#### Prompt:
Beginning with the line where "Once #572 lands, please" appears, please restate each line of the records below word for word until the last one, inclusive, and nothing else.

#### Provided information:
'''
PR #571, opened 2026-09-07
fix(react-testing, test): an accessible name, a summary, and two surfaces that were any

### LINKED ISSUE #375: react-testing: `accessibleName` puts `aria-label` before `aria-labelledby`, and gives a nameless table its cells
Two things `accessibleName` (`packages/react-testing/internal/queries.js`) gets wrong that #359 did not cover. Both were seen while adding the `<caption>` / `<legend>` / `<figcaption>` rule, and neither is what that issue asked for, so neither was changed.

## The order is inverted

```js
export function accessibleName(element: Element): string {
  const label = element.getAttribute("aria-label");
  if (label != null && label !== "") {
    return normalize(label);
  }

  const labelledBy = element.getAttribute("aria-labelledby");
```

The accessible name computation (`accname`) puts `aria-labelledby` **first**: an element carrying both is named by what `aria-labelledby` points at, and `aria-label` is the fallback. Here it is the other way round, so

```jsx
<button aria-label="Close" aria-labelledby="title">…</button>
```

is announced by every browser as whatever `#title` says and found by this query as "Close". Nothing in the repository writes both at once, which is why it has never bitten — a component that does would have a test that passes and a reader who hears something else.

## A table with no caption is named by its cells

`accessibleName` falls back to the element's own text for anything, and `table`, `figure` and `fieldset` are not "name from content" roles. So a captionless `<table>` has an accessible name of every cell in it — which is what made `getByRole("table", { name })` useless before #359, and is still true for the table that has nothing to be named by. HTML-AAM's next step after the caption is the `title` attribute and then *no name at all*; a query for `{ name: "" }` should find it and a query for its contents should not.

Fixing the second means deciding what the fallback is for every role rather than for elements, which is why it is its own issue rather than a line in #359.

### LINKED ISSUE #376: test: `toBeVisible` says a `<summary>` inside a closed `<details>` is invisible
`isVisible` in `packages/test/internal/expect.js`:

```js
    if (current.tagName === "DETAILS" && !current.hasAttribute("open") && current !== node) {
      return false;
    }
```

The `current !== node` exempts the `<details>` element itself from its own rule, and nothing exempts the `<summary>`. A closed disclosure renders exactly one thing — its summary — so

```jsx
<details>
  <summary>More</summary>
  <p>the rest</p>
</details>
```

`expect(screen.getByText("More")).toBeVisible()` fails, for the one element on the screen. The reader is looking at it.

The walk that `packages/react-testing/internal/queries.js` grew for ubugeeei-prod/uf#323 answers a different question — whether the accessibility tree exposes the element — and had the same decision to make, so there is a worked version of the rule beside this one:

```js
    if (
      child != null &&
      current.tagName.toLowerCase() === "details" &&
      !current.hasAttribute("open") &&
      child.tagName.toLowerCase() !== "summary"
    ) {
      return false;
    }
```

Carrying the child the walk came from is what makes "everything under a closed `<details>` except its summary" sayable. The two walks stay separate — they disagree about `opacity: 0` on purpose, and that is written down at both — but this half of the rule is the same half and only one of them has it.

### LINKED ISSUE #401: react-testing: `fireEvent` is published as `any`, and a proxy is why
`@uniflowed/react-testing` exports `fireEvent` with the type `any`:

```js
export const fireEvent: any = new Proxy(
  (target: EventTarget, name: string, init?: EventInit) => dispatch(target, name, init),
  { get(base, property) { /* one function per event name */ } },
);
```

A consumer who writes `fireEvent.clcik(button)` gets no error, and neither does one who passes an element where the library wants an `EventTarget`. That is a hole in the published type of the package whose purpose is testing *typed* components — the same argument `#381` made about the queries, which is why `screen`'s thirty-six names are written out today.

`packages/react-testing/internal/events.js` carries the two attempts and why each fails, and neither is a spelling problem:

- **An indexer.** `{ (target, name, init?): boolean, readonly [string]: (target, init?) => boolean }`. Flow declines it, and is right to: the value is a function, a function has `name`, `length`, `call`, `apply` and `bind`, and the `get` trap hands those back as themselves because `property in base` is true for them. None of the five is a DOM event, so the lie is unreachable from a real call — but a type is not something to be right about on average.
- **A written-out table.** `error[incompatible-type]: Functions without statics are not compatible with objects.` A `Proxy` over a function *is* a function, and Flow will not treat one with no statics as an object with properties, whatever those properties are.

So no type can be assigned to the value as it stands. Typing `fireEvent` means changing what it is: a function carrying real static properties, one per event name — which is a table of a hundred-odd entries that stops answering to the hundred-and-first, and that is a decision about a published API rather than a cast to remove in passing. The questions it turns on:

- Is `fireEvent.somethingNobodyListedYet(el)` a call this library wants to keep working? The proxy exists because the set of DOM events is long and grows.
- Testing Library's own answer is the table — `fireEvent` there is generated from a fixed event map. A table here would be the same shape and would type.
- `fireEvent(target, name, init)` already exists for a computed name, which is the escape hatch a table would need.

Until then the annotation is suppressed by name rather than renamed to `$FlowFixMe`, so it stays greppable and `uniflowed/unknown-lint-suppression` keeps the directive honest. It is one of seven `flow/unclear-type` suppressions in the packages; `#225` counts them.

### LINKED ISSUE #402: test: `expect` has no type, and the matcher interface is what would give it one
`@uniflowed/test`'s `expect` is `$FlowFixMe`, and so is everything it hands back:

```js
export const expect: $FlowFixMe = Object.assign(expectValue, { any: asymmetric.any, … });
function expectValue(received: mixed): $FlowFixMe { … }
function verdicts(received: mixed): { readonly [string]: (...args: $ReadOnlyArray<any>) => Verdict } { … }
```

So `expect(user).toBaa(1)` is not a misspelling anybody's checker will find, `expect(list).toHaveLength("3")` is not a type error, and `expect(p).resolves` on a value that is not a promise is fine until it runs. Every test in this repository is written against that, which is the same hole `#381` closed in `@uniflowed/react-testing`'s queries and `#242` closed in its render helpers.

The indexer in `verdicts` is where it starts. The entries do not agree about their arguments — `toBe` takes a `mixed`, `toHaveLength` a `number`, `toBeCloseTo` two — and `bind` applies whichever one was asked for to a `$ReadOnlyArray<mixed>` collected from the caller. Parameters are contravariant, so one indexer cannot describe both ends:

- `(...args: $ReadOnlyArray<mixed>)` rejects every entry that wants a `number`;
- `(...args: $ReadOnlyArray<empty>)` accepts every entry and rejects every call.

Narrowing it in place is therefore not available, and `mixed` with a cast at the call moves the same unsoundness one line without checking anything, because the caller's result is `$FlowFixMe` and its result's result is `expect`, also `$FlowFixMe`.

What makes any of it checked is the thing the code comment has been waiting for: **a written-out matcher interface** — one signature per matcher, plus `.not`, `.resolves` and `.rejects`, and the generic parameter that carries the received value's type through them so `expect("a").toHaveLength(1)` can be the error it is. That is a listing, the way `Queries` in `react-testing/internal/screen.js` is a listing: Flow has no template literal types, so the names have to be written for the type to exist at all, and the behaviour stays in one place.

Until then the `any` in the indexer is suppressed by name — one of seven `flow/unclear-type` suppressions in the packages, which `#225` counts.

ubugeeei:
Four correctness bugs in `packages/react-testing` and the assertion surface beside it. Two are answers a query gave that a reader would have disagreed with; two are published types that were `any`, and they are the same shape of problem — a value that answers to a name decided while the program runs.

## `accessibleName` had the accname order inverted (#375)

`aria-label` was checked before `aria-labelledby`. The spec has it the other way round: an element carrying both is named by what `aria-labelledby` points at, and `aria-label` is the fallback for when it points at nothing. So

```jsx
<button aria-label="Close" aria-labelledby="dialog-title">×</button>
```

was announced by every browser as whatever `#dialog-title` says and found by this query as "Close".

"Points at nothing" is two cases and both fall through now: an id that resolves to no element, and one that resolves to an element with no text. The second is what makes reordering *safe* rather than only correct — without it a label pointing at an empty span would name the button `""` and never reach the `aria-label` underneath.

## And it named a captionless table by its cells (#375, second half)

`textOf(element)` was the fallback for anything, and most elements are not named by their contents. A `<table>` with no `<caption>` was called `"Ada Lovelace 1815"`, so a query for its contents found it and a query for `{ name: "" }` — the question "is this the table with no name" — found nothing.

The fallback is decided per role now, which is what the issue said fixing it would take. `NAME_FROM_CONTENT` is ARIA's "name from: author, contents" list — eighteen roles, the things a person presses or chooses. For everything else HTML-AAM's next step is the `title` attribute and the one after that is no name at all. A role uf has no mapping for is not in the set either, which is the same answer for the same reason: `roleOf` returns `null` for `<div>`, `<fieldset>` and `<figure>`, and none of those is named by what it holds — the two HTML *does* name from inside are already answered by `namingChild`.

Nothing in the suite regressed: the roles queried by name across this repository are either in the list or named by `aria-label`, `aria-labelledby` or a caption.

## `toBeVisible` called a `<summary>` inside a closed `<details>` invisible (#376)

```js
if (current.tagName === "DETAILS" && !current.hasAttribute("open") && current !== node) {
```

The `current !== node` exempts the disclosure from its own rule, and nothing exempted the summary. A closed disclosure renders exactly one thing, so `expect(screen.getByText("More")).toBeVisible()` failed for the one element on the screen.

Saying "everything under a closed `<details>` except its summary" needs the child the walk arrived from, which is what `internal/queries.js`'s `exposed` already carries. The two walks stay separate — they disagree about `opacity: 0` on purpose — and that is now written down at both rather than at one.

## `fireEvent` was `any`, and a proxy was why (#401)

Both shapes the issue names really do fail, and neither is a spelling problem: an indexer beside the call signature is a lie about `name`, `length`, `call`, `apply` and `bind`, which the trap handed back as themselves; and a written-out table over a `Proxy` fails earlier still, because a proxy over a function *is* a function and Flow will not treat one with no statics as an object with properties.

So the value changed rather than the annotation. `fireEvent` is a real function carrying 105 real properties, attached inside a builder — the way `@uniflowed/test`'s `describe` attaches its modifiers, so importing the module still only declares — and `FireEvent` is the same list written down. The names are React's and Testing Library's, so a suite being ported already has these spellings.

## `expect` had no type, and the matcher interface is what gave it one (#402)

`Matchers<R>` writes out the forty-one names, one signature per matcher, plus `.not`; `Expectation` is that intersected with `.resolves` and `.rejects`; `Expect` is the callable with the asymmetric matchers on it. Generic in what a matcher *returns*, which is what lets `.resolves` reuse the one listing rather than be a second copy of it — and an intersection rather than an object spread, because a spread of an object type drops `readonly` off every property it carries over.

`Object.assign(expectValue, { … })` went with it. Flow models `Object.assign` as returning the *target*, so it produced a function with no matchers on it: eight `prop-missing` errors and a `flow/unsafe-object-assign` suppression sitting on top of them. Attaching the statics to a local before returning it is the same runtime value and types.

## What a typed `expect`/`fireEvent` cost

**The received value's type is not carried through the matchers.** This is the one thing #402 asked for that is not here, and it is written down in `internal/expect.js` and in the fixture rather than left to be rediscovered:

- `toBe` is `Object.is`, and identity is not assignability. `(expected: T)` demands the expected value be a subtype of the received one — a direction the runtime has no opinion about. `expect(document.activeElement).toBe(screen.getByRole("button"))` compares an `HTMLElement | null` with an `Element`, neither is the other's subtype, and that is the most common assertion in a DOM test. Jest and Vitest both type this argument as `unknown` for the same reason.
- Worse, the parameter has to be **inferred**, and `expect(x)` is where a lot of otherwise unconstrained expressions sit. `await expect(client.request("/users/1")).resolves.toEqual({ id: 1 })` stops checking and starts reporting that `request`'s own type parameter is underconstrained; `expect([])` becomes "cannot determine type of empty array literal". Measured rather than guessed: it was implemented first, and `uf check` reported 18 new errors across this repository's tests, of which about fifteen were correct assertions.

Four of those shapes are in `tests/type-tests/matchers.js` **unmarked**, so a future attempt fails at that file rather than in review.

**`expect(5).resolves` still types**, and still fails when it runs. It needs two call signatures on `expect` — one for a promise, one for everything else — and Flow then requires the single function behind them to satisfy both, which no single function does.

**`fireEvent` lost the spellings a proxy gave away for free.** `fireEvent.keydown` — the DOM's own lower-case name, which worked because the proxy lower-cased whatever it was handed — is gone, and so is any name off the list. `fireEvent(target, name, init)` is the escape hatch and always was; it is what the proxy called into, and `dispatch` is exported for the same reason. Both losses are marked in the fixture so they stay decisions rather than discoveries.

**Suppressions: two go, one arrives.** `flow/unclear-type` on `fireEvent`'s annotation and `flow/unsafe-object-assign` on `expect`'s are both gone. The new one is not an `any` at all: `flow/unclear-type` reads source text, and the shape `names_a_value` recognises as a property key rather than a type is a name at the start of a line or straight after `{`, `,` or `;`. `readonly any:` is neither, so the rule reports Jest's, Vitest's and Sinon's name for the matcher as an `any` type. The rule's own comment already lists `@uniflowed/test`'s `expect.any` among the false positives it exists to avoid; this is the one spelling it still cannot see past. Worth a follow-up on the rule, not a contortion in the type.

The one `flow/unclear-type` inside `verdicts` stays. Its indexer is now reached only between two functions in one file — a caller meets `Expectation` — and narrowing it means writing `bind`'s forty-one wrappers out by hand, which is a second copy of the listing to keep in step with the first.

## Verification

```
uf lint          0 errors, 14 warnings   (unchanged)
uf fmt --check   clean
uf test tests/library
                 before  1951 passed, 0 failed, 1 skipped
                 after   1961 passed, 0 failed, 1 skipped
```

`uf check` on an untouched tree already fails; before/after over the whole repository:

```
before  1883 errors, 14 warnings
after   1905 errors, 14 warnings
```

Every one of the 22 is accounted for:

| | |
| --- | --- |
| −8 | the `Object.assign` errors in `internal/expect.js` |
| +14 | the two new `tests/type-tests` fixtures, which exist to fail and are held to their exact diagnostics |
| +13 | `fireEvent.keyDown(document.body, …)` in `ui.test.js` and `hooks.test.js` — `document.body` is `HTMLElement \| null`, and the typed target says so |
| +3 | empty array literals inside `expect(…)` in `effect.test.js`, now visible because `expect` has a type at all |

`docs/roadmap.md` carried the 1,883 as a stated number, so it is updated.

## Tests

Eight behaviour tests in `tests/library/react-testing.test.js` — the `aria-labelledby` order and both of its fall-throughs, a captionless table, the `title` step, the roles that *are* named by content, and a summary visible inside a closed details with the rest of it not.

Two type tests, which is the interesting evidence for #401 and #402: a listing's claim is not provable by running anything, because no assertion about behaviour can say a *different* program would have been rejected. `tests/type-tests/matchers.js` and `tests/type-tests/event-names.js` are the misuses written down; `tests/library/assertion-types.test.js` runs `uf check tests/type-tests packages/test packages/react-testing --json` and holds each file to its own `// expect:` markers — a marked line that stops being an error fails, and so does an unmarked line that starts being one.

## `crates/` diff needed: none

`crates/uf_lib/src/registry.rs` mirrors each package's **value** exports, and `the_registry_names_exactly_what_each_package_exports` compares them. Everything added here is a type — `Expect`, `Expectation`, `Matchers`, `FireEvent`, `Firer`, `EventInit` — and that test's own comment says why types are not listed: a type is imported with `import type`, which the checker resolves through the file itself. No registry change is needed, and none was made.

## Worth a follow-up

- **`flow/unclear-type` cannot see past `readonly` in front of a property key.** `names_a_value` in `crates/uf_lint/src/runner/flow_type.rs` accepts `{`, `,`, `;` or the start of a line before a key; the modifier defeats it. One suppression here exists only for that.
- **13 call sites pass `document.body` to `fireEvent`**, in `ui.test.js` and `hooks.test.js`. It is `HTMLElement | null`; the typed `fireEvent` now says so, and the tests should narrow rather than the type widening.
- **`packages/testing/index.js` re-exports a type `Screen` that `@uniflowed/react-testing` does not export.** Pre-existing — it is on the baseline too — and the export is `Queries`.

Closes #375.
Closes #376.
Closes #401.
Closes #402.

---
<a href="https://app.blacksmith.sh/ubugeeei-prod/codesmith/uf/pr/571"><picture><source media="(prefers-color-scheme: dark)" srcset="https://pr-comments-assets.blacksmith.sh/codesmith/view-with-codesmith-dark-v2.svg"><source media="(prefers-color-scheme: light)" srcset="https://pr-comments-assets.blacksmith.sh/codesmith/view-with-codesmith-light-v2.svg">View with [code]smith</picture></a> <a href="https://backend.blacksmith.sh/track/enable-autofix?expires=1791372679&installation_model_id=422833&pr_number=571&repository=ubugeeei-prod%2Fuf&return_to=https%3A%2F%2Fgithub.com%2Fubugeeei-prod%2Fuf%2Fpull%2F571&signature=736af1a455c8f1102e1fd5f04bb83423fa7a971b409b6e23e79241c527f03e2c"><picture><source media="(prefers-color-scheme: dark)" srcset="https://pr-comments-assets.blacksmith.sh/codesmith/autofix-with-codesmith-dark.svg"><source media="(prefers-color-scheme: light)" srcset="https://pr-comments-assets.blacksmith.sh/codesmith/autofix-with-codesmith-light.svg">Autofix with [code]smith</picture></a>

## Summary by CodeRabbit

* **New Features**
  * Added typed public APIs for test matchers and React event helpers, improving editor guidance and catching misspelled names or invalid arguments.
  * `fireEvent` now supports explicit, camel-cased event helpers while retaining dynamic event-name calls.
  * Improved accessible-name calculation, including `aria-labelledby`, `aria-label`, content-based names, and `title` fallback behavior.
  * Corrected visibility handling for content inside open and closed `<details>` elements.

* **Documentation**
  * Updated documented type-check results and clarified intentional diagnostics.


ubugeeei:
The suppression you had to write is a linter bug, and it is fixed in [#572](https://github.com/ubugeeei-prod/uf/pull/572): `flow/unclear-type` recognised `{ any: … }` as a property key and `{ readonly any: … }` as a type annotation. Six spellings of the same key now read as keys — bare, `readonly`, `+`, `-`, `?`, and `readonly …?` — with a test each in the other direction so a real `any` beside one is still reported.

Once #572 lands, please drop the `flow/unclear-type` suppression from this branch. A suppression that exists because the rule is wrong is exactly the escape hatch this repository does not want.

The rest of the report is excellent — particularly measuring the typed-received-value variant and *not* shipping it. Eighteen new errors, fifteen of them on correct assertions, with `expect([])` becoming "cannot determine type of empty array literal", is a decisive result; Jest and Vitest typing it `unknown` for the same reason is the confirmation. Four unmarked shapes in the fixture so a retry fails there is the right way to leave it.

Filing your points 2 and 3.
'''
#### Expected output:
Once #572 lands, please drop the `flow/unclear-type` suppression from this branch. A suppression that exists because the rule is wrong is exactly the escape hatch this repository does not want.

The rest of the report is excellent — particularly measuring the typed-received-value variant and *not* shipping it. Eighteen new errors, fifteen of them on correct assertions, with `expect([])` becoming "cannot determine type of empty array literal", is a decisive result; Jest and Vitest typing it `unknown` for the same reason is the confirmation. Four unmarked shapes in the fixture so a retry fails there is the right way to leave it.

Filing your points 2 and 3.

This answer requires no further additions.